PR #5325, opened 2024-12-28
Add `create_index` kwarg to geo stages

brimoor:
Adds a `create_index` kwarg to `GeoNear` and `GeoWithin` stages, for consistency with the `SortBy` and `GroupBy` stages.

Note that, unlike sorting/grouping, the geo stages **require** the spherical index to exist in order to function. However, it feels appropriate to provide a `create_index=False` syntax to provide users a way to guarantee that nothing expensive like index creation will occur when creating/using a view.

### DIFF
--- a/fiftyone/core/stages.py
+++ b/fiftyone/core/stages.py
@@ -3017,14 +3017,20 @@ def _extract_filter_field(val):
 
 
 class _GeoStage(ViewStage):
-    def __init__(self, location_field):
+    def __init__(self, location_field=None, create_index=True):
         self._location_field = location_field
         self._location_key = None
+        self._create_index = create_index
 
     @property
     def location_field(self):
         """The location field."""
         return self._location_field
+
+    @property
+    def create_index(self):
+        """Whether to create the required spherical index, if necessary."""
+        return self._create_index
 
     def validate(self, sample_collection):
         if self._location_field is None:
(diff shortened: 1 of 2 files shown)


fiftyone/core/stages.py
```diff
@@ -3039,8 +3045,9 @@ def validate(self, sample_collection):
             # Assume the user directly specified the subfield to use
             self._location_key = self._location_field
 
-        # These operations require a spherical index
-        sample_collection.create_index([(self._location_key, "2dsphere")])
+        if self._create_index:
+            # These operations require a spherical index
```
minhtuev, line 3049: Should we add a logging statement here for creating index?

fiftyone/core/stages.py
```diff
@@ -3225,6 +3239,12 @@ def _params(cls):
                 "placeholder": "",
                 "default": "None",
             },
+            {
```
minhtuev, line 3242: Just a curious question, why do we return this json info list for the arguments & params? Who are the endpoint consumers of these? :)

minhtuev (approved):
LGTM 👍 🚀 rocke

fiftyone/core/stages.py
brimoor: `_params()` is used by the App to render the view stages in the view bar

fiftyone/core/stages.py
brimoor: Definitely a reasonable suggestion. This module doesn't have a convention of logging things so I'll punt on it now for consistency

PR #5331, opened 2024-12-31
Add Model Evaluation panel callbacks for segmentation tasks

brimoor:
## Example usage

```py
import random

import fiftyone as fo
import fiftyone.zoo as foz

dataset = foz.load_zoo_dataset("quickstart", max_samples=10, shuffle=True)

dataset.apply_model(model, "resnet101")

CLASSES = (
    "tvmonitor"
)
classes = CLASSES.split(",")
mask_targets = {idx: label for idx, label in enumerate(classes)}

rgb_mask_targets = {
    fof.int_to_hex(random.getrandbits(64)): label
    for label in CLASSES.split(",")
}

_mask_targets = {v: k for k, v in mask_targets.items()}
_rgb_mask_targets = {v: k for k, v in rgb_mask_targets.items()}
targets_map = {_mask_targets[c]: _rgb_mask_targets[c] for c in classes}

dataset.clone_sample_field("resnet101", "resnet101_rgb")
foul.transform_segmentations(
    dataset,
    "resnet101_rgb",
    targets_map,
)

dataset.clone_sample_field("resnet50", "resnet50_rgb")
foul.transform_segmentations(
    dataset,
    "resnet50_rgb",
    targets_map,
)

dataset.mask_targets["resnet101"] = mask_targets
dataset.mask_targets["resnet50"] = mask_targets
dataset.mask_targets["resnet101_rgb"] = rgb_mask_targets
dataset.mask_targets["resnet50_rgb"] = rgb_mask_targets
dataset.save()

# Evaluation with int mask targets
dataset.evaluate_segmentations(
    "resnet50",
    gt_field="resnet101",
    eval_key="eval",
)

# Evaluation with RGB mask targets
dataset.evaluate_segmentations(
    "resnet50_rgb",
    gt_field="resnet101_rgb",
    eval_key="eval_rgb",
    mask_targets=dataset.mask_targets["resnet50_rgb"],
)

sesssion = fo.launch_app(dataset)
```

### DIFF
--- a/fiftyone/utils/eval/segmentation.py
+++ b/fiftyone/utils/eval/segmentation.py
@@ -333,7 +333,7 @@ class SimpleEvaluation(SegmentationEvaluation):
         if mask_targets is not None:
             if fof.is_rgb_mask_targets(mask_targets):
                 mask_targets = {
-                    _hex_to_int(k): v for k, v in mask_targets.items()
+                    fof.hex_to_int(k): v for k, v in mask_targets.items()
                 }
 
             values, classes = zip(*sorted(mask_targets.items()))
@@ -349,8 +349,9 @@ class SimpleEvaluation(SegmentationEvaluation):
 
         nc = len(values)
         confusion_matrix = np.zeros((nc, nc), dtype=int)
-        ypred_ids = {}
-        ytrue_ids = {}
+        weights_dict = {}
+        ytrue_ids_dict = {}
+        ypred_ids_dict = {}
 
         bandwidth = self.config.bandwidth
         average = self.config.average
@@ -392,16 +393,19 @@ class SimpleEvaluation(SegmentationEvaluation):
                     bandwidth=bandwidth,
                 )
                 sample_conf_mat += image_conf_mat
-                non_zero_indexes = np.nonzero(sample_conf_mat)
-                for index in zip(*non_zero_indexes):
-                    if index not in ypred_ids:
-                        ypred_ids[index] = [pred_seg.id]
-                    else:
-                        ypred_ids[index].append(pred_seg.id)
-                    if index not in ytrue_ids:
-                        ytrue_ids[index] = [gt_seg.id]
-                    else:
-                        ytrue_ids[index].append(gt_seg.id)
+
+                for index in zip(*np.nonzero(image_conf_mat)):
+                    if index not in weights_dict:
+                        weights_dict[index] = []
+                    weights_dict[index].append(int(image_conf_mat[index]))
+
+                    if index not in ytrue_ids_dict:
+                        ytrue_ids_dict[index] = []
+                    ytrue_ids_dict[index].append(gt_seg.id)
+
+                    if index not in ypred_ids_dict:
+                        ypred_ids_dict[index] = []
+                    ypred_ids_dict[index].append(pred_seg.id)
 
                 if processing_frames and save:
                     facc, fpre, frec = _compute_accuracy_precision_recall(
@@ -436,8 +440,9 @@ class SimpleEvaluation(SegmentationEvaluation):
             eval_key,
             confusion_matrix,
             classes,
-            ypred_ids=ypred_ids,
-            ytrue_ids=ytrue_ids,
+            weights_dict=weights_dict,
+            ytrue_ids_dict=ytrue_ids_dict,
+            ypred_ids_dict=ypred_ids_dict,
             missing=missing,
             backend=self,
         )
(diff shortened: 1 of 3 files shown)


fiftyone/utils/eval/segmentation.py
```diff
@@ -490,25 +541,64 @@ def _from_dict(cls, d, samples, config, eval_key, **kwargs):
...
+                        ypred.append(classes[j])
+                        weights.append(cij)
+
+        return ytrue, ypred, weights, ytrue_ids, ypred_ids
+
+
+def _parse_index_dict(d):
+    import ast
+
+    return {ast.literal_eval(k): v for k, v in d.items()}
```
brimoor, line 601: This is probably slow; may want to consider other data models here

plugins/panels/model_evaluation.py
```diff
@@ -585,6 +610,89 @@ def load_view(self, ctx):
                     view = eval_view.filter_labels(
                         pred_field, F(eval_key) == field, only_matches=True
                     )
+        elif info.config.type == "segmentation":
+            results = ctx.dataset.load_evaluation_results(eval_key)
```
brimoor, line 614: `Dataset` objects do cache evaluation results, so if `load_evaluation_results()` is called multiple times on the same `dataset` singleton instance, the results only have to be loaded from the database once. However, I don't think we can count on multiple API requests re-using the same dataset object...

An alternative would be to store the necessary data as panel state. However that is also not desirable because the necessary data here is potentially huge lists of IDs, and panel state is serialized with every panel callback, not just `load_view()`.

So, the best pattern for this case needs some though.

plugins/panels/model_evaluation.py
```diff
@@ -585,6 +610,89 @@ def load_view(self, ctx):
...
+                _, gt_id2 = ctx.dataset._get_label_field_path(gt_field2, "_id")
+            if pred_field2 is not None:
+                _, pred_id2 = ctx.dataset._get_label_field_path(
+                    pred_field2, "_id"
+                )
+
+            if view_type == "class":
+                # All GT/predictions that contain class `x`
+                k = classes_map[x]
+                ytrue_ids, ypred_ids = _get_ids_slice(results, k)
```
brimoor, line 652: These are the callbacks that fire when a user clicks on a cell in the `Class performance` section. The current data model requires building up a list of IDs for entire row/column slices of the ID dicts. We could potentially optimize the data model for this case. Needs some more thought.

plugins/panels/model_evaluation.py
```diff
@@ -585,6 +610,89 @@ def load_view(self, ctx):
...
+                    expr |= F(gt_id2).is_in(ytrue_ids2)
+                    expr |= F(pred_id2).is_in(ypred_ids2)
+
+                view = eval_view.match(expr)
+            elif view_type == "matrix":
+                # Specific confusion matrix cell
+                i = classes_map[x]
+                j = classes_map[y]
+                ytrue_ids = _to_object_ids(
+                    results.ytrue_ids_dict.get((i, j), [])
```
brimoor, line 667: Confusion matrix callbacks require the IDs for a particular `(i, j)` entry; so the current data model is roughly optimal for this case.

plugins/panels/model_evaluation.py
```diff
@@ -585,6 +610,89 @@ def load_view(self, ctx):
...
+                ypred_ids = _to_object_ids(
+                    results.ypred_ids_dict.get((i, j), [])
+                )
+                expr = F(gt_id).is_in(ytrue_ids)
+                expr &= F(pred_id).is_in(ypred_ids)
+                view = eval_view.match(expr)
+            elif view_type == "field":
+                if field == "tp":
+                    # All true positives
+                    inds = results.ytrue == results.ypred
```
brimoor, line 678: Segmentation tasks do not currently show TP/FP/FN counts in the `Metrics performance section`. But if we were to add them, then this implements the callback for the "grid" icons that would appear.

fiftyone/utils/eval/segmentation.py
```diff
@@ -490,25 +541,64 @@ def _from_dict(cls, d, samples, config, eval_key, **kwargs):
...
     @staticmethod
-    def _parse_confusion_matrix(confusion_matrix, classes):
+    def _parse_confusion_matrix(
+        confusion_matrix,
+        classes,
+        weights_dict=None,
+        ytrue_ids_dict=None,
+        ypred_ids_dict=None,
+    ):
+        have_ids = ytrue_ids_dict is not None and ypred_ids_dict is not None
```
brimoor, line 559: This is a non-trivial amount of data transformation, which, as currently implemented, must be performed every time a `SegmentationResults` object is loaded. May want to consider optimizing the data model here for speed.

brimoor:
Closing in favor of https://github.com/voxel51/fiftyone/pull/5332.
────────────────────────────────────────
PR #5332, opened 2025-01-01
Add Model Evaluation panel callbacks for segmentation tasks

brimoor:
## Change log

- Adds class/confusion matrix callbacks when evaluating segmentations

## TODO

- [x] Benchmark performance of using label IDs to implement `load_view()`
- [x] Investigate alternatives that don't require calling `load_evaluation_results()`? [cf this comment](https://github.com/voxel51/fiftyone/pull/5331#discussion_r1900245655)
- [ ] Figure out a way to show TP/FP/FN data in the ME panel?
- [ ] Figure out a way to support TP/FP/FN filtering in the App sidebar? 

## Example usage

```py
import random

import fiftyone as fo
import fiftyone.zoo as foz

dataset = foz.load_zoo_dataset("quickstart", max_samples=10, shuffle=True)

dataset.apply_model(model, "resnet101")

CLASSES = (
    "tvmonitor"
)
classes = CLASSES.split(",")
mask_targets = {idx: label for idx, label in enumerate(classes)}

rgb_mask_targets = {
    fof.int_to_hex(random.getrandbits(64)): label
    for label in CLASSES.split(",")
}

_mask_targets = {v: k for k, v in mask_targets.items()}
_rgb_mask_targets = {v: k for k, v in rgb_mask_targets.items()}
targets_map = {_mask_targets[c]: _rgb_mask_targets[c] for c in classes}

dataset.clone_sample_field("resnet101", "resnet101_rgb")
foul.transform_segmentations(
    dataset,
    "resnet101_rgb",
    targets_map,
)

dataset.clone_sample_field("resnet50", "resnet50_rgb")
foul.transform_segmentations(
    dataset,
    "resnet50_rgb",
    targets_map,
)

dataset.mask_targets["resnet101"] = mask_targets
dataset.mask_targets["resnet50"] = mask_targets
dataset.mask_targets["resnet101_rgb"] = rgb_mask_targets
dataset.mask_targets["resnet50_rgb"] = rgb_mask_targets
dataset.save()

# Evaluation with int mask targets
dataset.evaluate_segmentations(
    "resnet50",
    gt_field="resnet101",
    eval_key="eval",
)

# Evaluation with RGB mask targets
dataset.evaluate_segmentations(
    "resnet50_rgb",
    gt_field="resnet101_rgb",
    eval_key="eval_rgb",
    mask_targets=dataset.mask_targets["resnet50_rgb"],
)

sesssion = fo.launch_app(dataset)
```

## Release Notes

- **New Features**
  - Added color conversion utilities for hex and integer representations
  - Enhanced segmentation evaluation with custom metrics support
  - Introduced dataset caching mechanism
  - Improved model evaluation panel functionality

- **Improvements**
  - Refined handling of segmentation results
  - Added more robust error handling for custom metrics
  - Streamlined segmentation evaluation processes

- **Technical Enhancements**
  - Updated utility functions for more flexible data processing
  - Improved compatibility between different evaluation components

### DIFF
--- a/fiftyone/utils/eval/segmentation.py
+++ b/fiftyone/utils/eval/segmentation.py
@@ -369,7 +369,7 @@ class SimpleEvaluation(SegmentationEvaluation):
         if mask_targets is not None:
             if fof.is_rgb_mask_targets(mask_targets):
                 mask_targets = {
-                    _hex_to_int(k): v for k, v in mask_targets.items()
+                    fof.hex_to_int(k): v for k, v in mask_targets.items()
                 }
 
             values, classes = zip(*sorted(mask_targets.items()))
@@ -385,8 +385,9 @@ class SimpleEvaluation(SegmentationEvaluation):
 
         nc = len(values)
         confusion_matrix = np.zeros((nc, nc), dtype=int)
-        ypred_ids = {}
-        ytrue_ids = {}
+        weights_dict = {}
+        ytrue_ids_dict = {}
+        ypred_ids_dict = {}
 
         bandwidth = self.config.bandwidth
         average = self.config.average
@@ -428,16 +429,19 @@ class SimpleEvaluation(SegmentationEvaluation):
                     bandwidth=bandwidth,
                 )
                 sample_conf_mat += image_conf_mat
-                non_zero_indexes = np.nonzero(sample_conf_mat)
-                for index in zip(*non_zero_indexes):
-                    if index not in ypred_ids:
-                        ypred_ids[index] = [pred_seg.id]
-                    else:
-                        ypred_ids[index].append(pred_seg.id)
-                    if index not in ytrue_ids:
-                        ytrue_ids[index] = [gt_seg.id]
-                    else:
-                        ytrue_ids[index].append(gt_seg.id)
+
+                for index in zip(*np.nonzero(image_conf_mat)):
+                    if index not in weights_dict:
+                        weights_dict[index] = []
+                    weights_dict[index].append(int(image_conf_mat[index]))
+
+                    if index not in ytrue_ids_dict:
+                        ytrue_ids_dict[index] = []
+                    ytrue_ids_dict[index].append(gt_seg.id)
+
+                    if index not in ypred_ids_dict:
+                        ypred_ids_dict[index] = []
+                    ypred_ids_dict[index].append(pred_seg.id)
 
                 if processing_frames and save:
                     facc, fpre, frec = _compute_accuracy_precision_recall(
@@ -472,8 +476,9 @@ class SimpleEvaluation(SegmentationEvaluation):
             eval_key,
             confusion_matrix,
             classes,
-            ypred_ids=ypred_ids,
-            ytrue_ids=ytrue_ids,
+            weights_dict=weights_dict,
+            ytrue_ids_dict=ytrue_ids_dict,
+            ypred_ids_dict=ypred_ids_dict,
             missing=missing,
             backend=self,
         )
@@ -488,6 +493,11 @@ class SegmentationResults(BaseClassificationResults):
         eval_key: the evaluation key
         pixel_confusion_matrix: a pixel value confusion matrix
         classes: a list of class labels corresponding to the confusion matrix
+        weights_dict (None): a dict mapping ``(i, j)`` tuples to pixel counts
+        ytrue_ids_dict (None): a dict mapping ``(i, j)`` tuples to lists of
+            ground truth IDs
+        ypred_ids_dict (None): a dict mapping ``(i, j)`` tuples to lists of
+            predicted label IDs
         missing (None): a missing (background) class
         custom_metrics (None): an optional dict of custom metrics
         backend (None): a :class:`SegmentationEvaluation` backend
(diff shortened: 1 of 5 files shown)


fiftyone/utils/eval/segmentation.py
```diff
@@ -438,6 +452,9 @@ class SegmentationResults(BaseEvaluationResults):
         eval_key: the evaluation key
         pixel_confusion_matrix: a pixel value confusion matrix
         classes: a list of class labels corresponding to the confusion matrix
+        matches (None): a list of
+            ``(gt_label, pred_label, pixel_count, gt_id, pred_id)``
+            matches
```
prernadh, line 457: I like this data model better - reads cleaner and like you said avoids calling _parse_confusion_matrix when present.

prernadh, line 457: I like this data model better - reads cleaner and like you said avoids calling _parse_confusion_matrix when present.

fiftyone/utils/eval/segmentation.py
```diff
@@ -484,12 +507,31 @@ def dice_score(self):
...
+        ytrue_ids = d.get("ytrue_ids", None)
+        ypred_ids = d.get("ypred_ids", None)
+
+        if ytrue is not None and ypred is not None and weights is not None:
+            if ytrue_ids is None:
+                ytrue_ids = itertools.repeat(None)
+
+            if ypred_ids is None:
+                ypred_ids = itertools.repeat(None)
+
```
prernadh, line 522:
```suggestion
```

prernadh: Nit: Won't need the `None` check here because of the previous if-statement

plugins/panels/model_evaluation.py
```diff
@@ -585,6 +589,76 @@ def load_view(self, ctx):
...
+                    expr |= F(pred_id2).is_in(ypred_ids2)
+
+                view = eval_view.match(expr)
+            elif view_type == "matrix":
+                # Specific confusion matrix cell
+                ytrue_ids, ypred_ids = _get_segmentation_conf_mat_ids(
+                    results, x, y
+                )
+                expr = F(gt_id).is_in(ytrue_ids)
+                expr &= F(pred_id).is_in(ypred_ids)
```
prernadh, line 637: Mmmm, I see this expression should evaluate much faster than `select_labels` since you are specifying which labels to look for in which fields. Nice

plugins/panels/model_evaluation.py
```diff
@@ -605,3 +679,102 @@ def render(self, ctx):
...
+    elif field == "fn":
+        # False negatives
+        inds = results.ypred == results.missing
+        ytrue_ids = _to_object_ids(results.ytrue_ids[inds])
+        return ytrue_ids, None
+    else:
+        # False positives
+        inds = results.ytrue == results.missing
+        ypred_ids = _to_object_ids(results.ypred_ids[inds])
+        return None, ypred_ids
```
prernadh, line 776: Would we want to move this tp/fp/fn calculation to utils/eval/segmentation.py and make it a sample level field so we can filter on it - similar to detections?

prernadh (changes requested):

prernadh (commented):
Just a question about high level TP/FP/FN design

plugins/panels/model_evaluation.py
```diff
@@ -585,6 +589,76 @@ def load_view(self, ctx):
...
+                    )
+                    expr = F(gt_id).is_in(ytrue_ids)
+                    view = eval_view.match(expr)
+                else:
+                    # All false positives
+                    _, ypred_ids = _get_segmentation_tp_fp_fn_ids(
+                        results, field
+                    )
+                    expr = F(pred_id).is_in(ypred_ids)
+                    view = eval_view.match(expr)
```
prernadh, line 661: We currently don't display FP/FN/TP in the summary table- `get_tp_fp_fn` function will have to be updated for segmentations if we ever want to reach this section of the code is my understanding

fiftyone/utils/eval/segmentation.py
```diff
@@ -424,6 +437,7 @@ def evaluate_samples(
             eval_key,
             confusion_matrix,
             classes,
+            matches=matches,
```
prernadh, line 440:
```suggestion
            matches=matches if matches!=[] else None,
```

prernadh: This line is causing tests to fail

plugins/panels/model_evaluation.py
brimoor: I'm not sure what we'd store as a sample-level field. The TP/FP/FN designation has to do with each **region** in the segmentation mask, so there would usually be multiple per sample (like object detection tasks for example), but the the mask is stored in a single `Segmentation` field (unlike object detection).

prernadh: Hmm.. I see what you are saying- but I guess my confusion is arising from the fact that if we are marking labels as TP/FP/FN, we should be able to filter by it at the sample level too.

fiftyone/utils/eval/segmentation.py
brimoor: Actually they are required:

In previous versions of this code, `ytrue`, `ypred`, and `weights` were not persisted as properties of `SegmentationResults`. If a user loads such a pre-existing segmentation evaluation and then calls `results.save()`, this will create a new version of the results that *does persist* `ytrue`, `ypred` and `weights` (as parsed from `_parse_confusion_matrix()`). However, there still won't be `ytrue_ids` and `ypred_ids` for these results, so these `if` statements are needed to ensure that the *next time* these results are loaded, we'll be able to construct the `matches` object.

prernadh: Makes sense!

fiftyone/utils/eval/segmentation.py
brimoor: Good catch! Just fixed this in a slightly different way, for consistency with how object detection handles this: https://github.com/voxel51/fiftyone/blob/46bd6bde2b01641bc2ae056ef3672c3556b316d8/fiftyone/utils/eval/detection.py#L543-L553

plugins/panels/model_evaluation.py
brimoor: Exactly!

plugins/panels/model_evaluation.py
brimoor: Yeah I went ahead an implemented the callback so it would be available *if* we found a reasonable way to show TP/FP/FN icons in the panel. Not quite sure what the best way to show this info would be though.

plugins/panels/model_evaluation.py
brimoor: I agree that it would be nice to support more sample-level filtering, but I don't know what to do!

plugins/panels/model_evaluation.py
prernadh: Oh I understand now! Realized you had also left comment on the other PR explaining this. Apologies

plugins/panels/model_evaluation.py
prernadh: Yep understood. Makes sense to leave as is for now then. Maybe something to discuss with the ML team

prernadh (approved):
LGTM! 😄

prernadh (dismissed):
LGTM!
────────────────────────────────────────
For every line above that has "lists" in it, copy the line.

**EXERCISE ANSWER:**
An alternative would be to store the necessary data as panel state. However that is also not desirable because the necessary data here is potentially huge lists of IDs, and panel state is serialized with every panel callback, not just `load_view()`.
+        ytrue_ids_dict (None): a dict mapping ``(i, j)`` tuples to lists of
+        ypred_ids_dict (None): a dict mapping ``(i, j)`` tuples to lists of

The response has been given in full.